Taken together, the above findings point to the fact that subjects managed to explore major parts of the feature space while separately controlling the two features used for navigation in the 2D plane.

The mean forces exerted during the hit and nearest miss periods across all subjects were 8.89 ± 5.59% of the MVC, 13.01 ± 2.70% MVC, and 11.72 ± 4.02% MVC, for TI, TII, and TIII, respectively (see supplement 1A (available online at stacks.iop.org/JNE/18/016001/mmedia)). The mean CoV of the force during hits and nearest misses across all subjects were 15.91 ± 4.68%, 3.76 ± 0.80%, and 6.94 ± 1.23%, for TI, TII, and TIII, respectively (see supplement 1B). For both the magnitude and variability of the force during hits and nearest misses, an ANOVA revealed a significant difference between the three targets (mean force, Friedman's test, Χ2(2) = 6.89, P = 0.032; CoV, Friedman's test, Χ2(2) = 9.56, P = 0.008); however, post-hoc analysis did not reveal significant differences (P > 0.05). The time-to-target across all subjects did not change during the task with an average time to reach the ToI of 9.47 ± 1.43 s, 9.21 ± 1.34 s, and 9.72 ± 1.46 s in the first, second, and third trial, respectively (repeated measures ANOVA, F(2,16) = 0.03, P = 0.968; see supplement 1C), which suggests no improvement of performance on the small time scale of the experiment. The mean time across all trials to reach TI, TII, and TIII was significantly different with 11.79 ± 0.82 s, 12.89 ± 1.97 s, and 5.20 ± 0.57 s, respectively (repeated measures ANOVA, F(2,16) = 11.77, P = 0.001). A post-hoc test revealed that subjects were able to hit TIII significantly faster than TI (two-sided t-test Bonferroni corrected, t(8) = 6.38, P = 0.001) or TII (two-sided t-test Bonferroni corrected, t(8) = 3.71, P = 0.018).

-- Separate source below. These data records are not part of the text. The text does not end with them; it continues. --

PR #87, opened 2020-02-03
Prevent from composite traintuple creation if worker not the same

Kelvin-M:


jmorel (approved):
Tested via https://github.com/SubstraFoundation/substra-tests/pull/74 and working as expected!

PR #92, opened 2020-02-12
Gzip ledger assets

AurelienGasser:
Store the ledger assets as Gzipped JSON (instead of just JSON)

Based off benchmark:

```
json       | 788 ms   | 1208 bytes
json-gzip  | 12112 ms | 405 bytes
gob        | 3956 ms  | 1391 bytes
gob-gzip   | 17545 ms | 602 bytes
```
- tested on a `CompositeTraintuple`
- time column: serialize/deserialize 50k times
- weight column: weight of a serialized `CompositeTraintuple`
- benchmark source : https://github.com/SubstraFoundation/substra-chaincode/commit/e37e3a7e078d18d8bc1bf7df5d552770d6226233

### DIFF
--- a/chaincode/ledger_db.go
+++ b/chaincode/ledger_db.go
@@ -15,15 +15,20 @@
 package main
 
 import (
-	"bytes"
 	"chaincode/errors"
-	"compress/gzip"
 	"encoding/json"
-	"io/ioutil"
 	"sync"
 
 	"github.com/hyperledger/fabric/core/chaincode/shim"
 )
+
+var ledgerSettings LedgerSettings
+
+// LedgerSettings ...
+type LedgerSettings struct {
+	EnableGzip bool   `json:"enableGzip"`
+	Foo        string `json:"foo"`
+}
 
 // State is a in-memory representation of the db state
 type State struct {
@@ -75,19 +80,26 @@ func (db *LedgerDB) putTransactionState(key string, state []byte) {
 
 // Get retrieves an object stored in the chaincode db and set the input object value
 func (db *LedgerDB) Get(key string, object interface{}) error {
-	var buff []byte
-	var err error
+	var jsonBytes []byte
 
-	buff, ok := db.getTransactionState(key)
+	jsonBytes, ok := db.getTransactionState(key)
 	if !ok {
-		buff, err = db.GetStateGzip(key)
-		if err != nil || buff == nil {
+		ledgerBytes, err := db.cc.GetState(key)
+		if err != nil || ledgerBytes == nil {
 			return errors.NotFound(err, "no asset for key %s", key)
 		}
-		db.putTransactionState(key, buff)
+		if ledgerSettings.EnableGzip {
+			jsonBytes, err = UnGzip(ledgerBytes)
+			if err != nil {
+				return errors.Internal(err, "error while ungzipping data for key %s", key)
+			}
+		} else {
+			jsonBytes = ledgerBytes
+		}
+		db.putTransactionState(key, jsonBytes)
 	}
 
-	return json.Unmarshal(buff, &object)
+	return json.Unmarshal(jsonBytes, &object)
 }
 
 // KeyExists checks if a key is stored in the chaincode db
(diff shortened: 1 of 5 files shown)


AurelienGasser:
I haven't tested with `make test` because tests currently don't pass on `master` on my machine :'(

thibaultrobert (dismissed):

inelgnu:
@AurelienGasser @thibaultrobert keep in mind that this won't work if we switch the storage to CouchDB. So we should maybe add a reminder comment or make this feature optional.

AurelienGasser:
@inalgnu Good point! I looked into it and I [found this](https://hyperledger-fabric.readthedocs.io/en/release-1.4/couchdb_as_state_database.html):

> If you have a mix of JSON and binary data values, you can still use CouchDB, however the binary values can only be queried based on key, key range, and composite key queries.

So I think we should be good.

AurelienGasser:
@thibaultrobert @inalgnu I made some changes, please let me know what you think!

1. Gzipping can be turned on or off + add tests
2. Introduce `InitSettings` to configure the chaincode [at instantiation time](https://github.com/SubstraFoundation/hlf-k8s/blob/master/images/hlf-k8s/bin/chaincode-instantiate.sh#L55) + add default values for settings + add tests

So we should be able to enable/disable in hlf-k8s, e.g.

```diff
- peer chaincode instantiate -c '{"Args":["init"]}'
+ peer chaincode instantiate -c '{"Args":["init", "{\"ledger\":{\"enableGzip\":true|false}}"]}'
```
(I haven't tested yet)

The init settings / ledger settings can be expanded in the future to include more stuff.

AurelienGasser:
There's a bug, the substra-tests don't pass.

Error with registernode:

```
400 Client Error: Bad Request for url: http://substra-backend.node-1.com/data_manager/: error while ungzipping data for key MyOrg2MSP gzip: invalid header
```

AurelienGasser:
@inalgnu @thibaultrobert  This is ready for another review. 

I tested with `substra-tests`: it's all :heavy_check_mark:

---

Note: I asked a question [in the HLF chat](https://chat.hyperledger.org/channel/fabric-chaincode-dev?msg=rLKznkpm7D6pgtGpB): 

> In our chaincode, we implemented two different ways to serialize data to be added to the ledger: json and gzipped json. We can control whether or not to gzip assets using a global setting, which is essentially a constant; it doesn't change during the lifecycle of the chaincode. Is there a way to pass arbitrary settings to the chaincode - at install-time for instance? The Init method isn't a good fit because it is not run on every peer. The solution we have now is to hardcode the setting, but that isn't very elegant because the only way to modify the setting is to modify the chaincode source code. 

The only response (so far):

> this is just a guess, but have you tried loading a file from the peer's filesystem? if that works you could just put it in a docker volume and read the file at runtime 

**Edit**: We could inject a config file in `chaincode-install.sh` (in `hlf-k8s`) and read the config file from the `main()` function in the chaincode. I will leave that for another PR!

thibaultrobert (dismissed):
LGTM

AurelienGasser:
@inalgnu Would you min giving this another review?

inelgnu:
Hello @AurelienGasser,
I'm wondering if we are not missing something here, with HLF we have the ability to instantiate multiple chaincodes accessing the same state DB, and I see a limitation for that with this feature. I think the way we instantiate the chaincode should not impact the way the assets are stored in the state DB. 
Shouldn't we use the state DB to store weather the asset is gzipped or not? this should be the case for the entire state DB lifetime. Also, maybe we could add a correspondence table (asset_type | gzipped (true/false)) and rely on this for any chaincode, or an asset struct wrapper {asset asset, gzipped bool}.
Maybe we could take some time to discuss that this afternoon.

Otherwise, If we need this to have a successful load test, I'm fine with merging and take the time to rethink the way we design asset compression afterward.

AurelienGasser:
@inalgnu we could do the following:

1. at chaincode instantiation time, pass a parameter to `Init` describing whether or not to gzip assets. In the peer executing Init, check the state DB for an existing setting already saved:
  - if there's already a setting in the state DB, use that setting and ignore the setting passed to `Init`
  - if there's no setting in the state DB, insert the setting passed to the `Init` function into the state DB
2. In all the peers, on each query/invoke, if the settings haven't been loaded from the state DB, load them.

But I'm not sure having the ability to choose the gzip behavior is desirable: why would we want to turn it on in some ledgers and off in some others? Or on for some assets and off for some others?

AurelienGasser:
Closing until we validate we have a need for this feature

PR #93, opened 2020-02-13
Fix count tuples at creation

thibaultrobert:
At the compute plan creation, let the update compute plan fails if there is only test tuples.


samlesu (approved):
LGTM

PR #1098, opened 2022-05-30
feat: include resolved included_files in response of `zipFunction`

danez:
#### Summary

Refs netlify/cli#4454

Return the resolved paths of `included_files` from the config. This will allow the cli to watch these files and rebuild the function on demand.

H30cfc3adb41641e497c1ce2f446b091aV


tests/main.js
```diff
@@ -381,6 +381,24 @@ testMany(
...
+    config: {
+      '*': {
+        nodeBundler: undefined,
+        includedFiles: ['included/*.js'],
+      },
+    },
+  })
+
+  t.true(Array.isArray(result.includedFiles))
+  t.true(/node-module-next-image[/\\]included[/\\]abc\.js/.test(result.includedFiles[0]))
```
eduardoboucas, line 399: Are you using a regular expression to catch Unix and Windows paths? If so, we've been using `unixify` to this effect:

```suggestion
  t.is(unixify(result.includedFiles[0]), 'node-module-next-image/included/abc.js')
```

src/runtimes/node/index.ts
```diff
@@ -108,6 +109,10 @@ const zipFunction: ZipFunction = async function ({
     bundlerWarnings,
     config,
     inputs,
+    includedFiles: await getFilteredPathsOfIncludedFiles(
```
eduardoboucas, line 112: Am I right in thinking that each bundler is already calling `getPathsOfIncludedFiles` and we're now adding a second call, at the runtime level? Would it make sense to have each bundler return this information to the runtime?

danez: The problem is, that for the esbuild and zisi bundler `getPathsOfIncludedFiles` is called inside `getSrcFiles`. In order to return included_files from the bundler without an additional call, I would need to change the return type of `getSrcFiles`. So instead of an array of paths return `{srcFiles:[], included_paths:[]}`. Do you think it is worth changing this?

eduardoboucas: Ah, I see! I'm okay with shipping as is for now and maybe create an issue to revisit later (or not revisit at all, if we don't think it's worth doing). Happy to defer to you.

tests/main.js
```diff
@@ -381,6 +381,24 @@ testMany(
   },
 )
 
+testMany('Includes includedFiles in the response of zipFunction', ['bundler_default'], async (options, t) => {
```
eduardoboucas, line 384: Do we want to include more bundlers than just `bundler_default`?

src/runtimes/node/index.ts
danez: It was less work than anticipated. I thought the impact of changing this would have been bigger. So now `getSrcFiles` returns an object.

tests/main.js
danez: I switched this around. It is still a regex, as I cannot match the whole path as it is environment dependent. But I use unixify now.

eduardoboucas (dismissed):
Great work! I wonder if there's anything we could/should do to make the terminology clearer, because we have `srcFiles` (which represents files identified by the bundler) and `includedFiles` (which represents files identified by the user), and that might not be obvious by the naming alone?

What do you think? Can we rename something to make it clearer? Or maybe some comments to help guide people in the right direction?

eduardoboucas:
Oh, I should've clarified that my questions above are non-blocking. I think it's fine to ship this as is, just wondering if there's anything we should do in a follow up issue/PR.

src/runtimes/node/bundlers/esbuild/src_files.ts
```diff
@@ -15,11 +15,12 @@ export const getSrcFiles: GetSrcFilesFunction = async ({ config, mainFile, plugi
...
   })
-  const includedPaths = filterExcludedPaths([...dependencyPaths, ...includedFilePaths], excludedPaths)
+  const srcFiles = filterExcludedPaths(dependencyPaths, excludedPaths)
+  const includedPaths = filterExcludedPaths(includedFilePaths, excludedPaths)
 
   return {
-    srcFiles: [...includedPaths, mainFile],
-    includedFiles: filterExcludedPaths(includedFilePaths, excludedPaths),
+    srcFiles: [...srcFiles, ...includedPaths, mainFile],
+    includedFiles: includedPaths,
```
danez, line 23: I just made some minor adjustments to evrey bundler, so that we do not iterate over includedFilePaths twice.

eduardoboucas: Nice! That also makes things a bit clearer, IMO.

eduardoboucas (approved):

danez:
Created #1099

Since the results presented only informed about the cursor hitting the ToI in the given window of time, an additional analysis was performed to quantify the probability of cursors hitting non-selected targets before the end of each trial. Specifically, unintended hits were defined as the cases when the cursor was navigated and held inside a non-selected target for at least 875 ms. Unintended hits of the same target could occur multiple times per trial if the subject re-entered the non-selected target area successively. On average unintended hits of TIII occurred multiple times per trial regardless of the current ToI. This observation, as well as the time-to-target analysis, suggest that TIII, which required concurrent activation of both features, was the easiest target to reach for all subjects. TI and TII, which were associated with the increase of one feature while suppressing the other (thus maximally decorrelating the two features), required more effort. Figure 5 shows the relative amount of all hits and unintended hits across all targets and subjects. It has to be noted that the presence of unintended hits does not imply that the features could not be decorrelated but only that the subjects needed to extensively explore the 2D space before hitting the selected target, especially before reaching the targets TI and TII. Notably, 37.04% of all attempts hitting either TI or TII were successful without any unintended hits.

Figure 5.

Figure 5. Target hits during target- and force-tracking task. Relative occurrence of target hits (green) and unintended hits (preceding hit of a non-selected target prior to the hit of the ToI; grey), i.e. the absolute number of (false) hits divided by the total number of trials per ToI. Results are shown across all subjects for targets TI (left), TII (middle), and TIII (right) for the target-tracking task (TT). Corresponding results of the force-tracking task (F) (control condition; see text) are shown by the lighter colors.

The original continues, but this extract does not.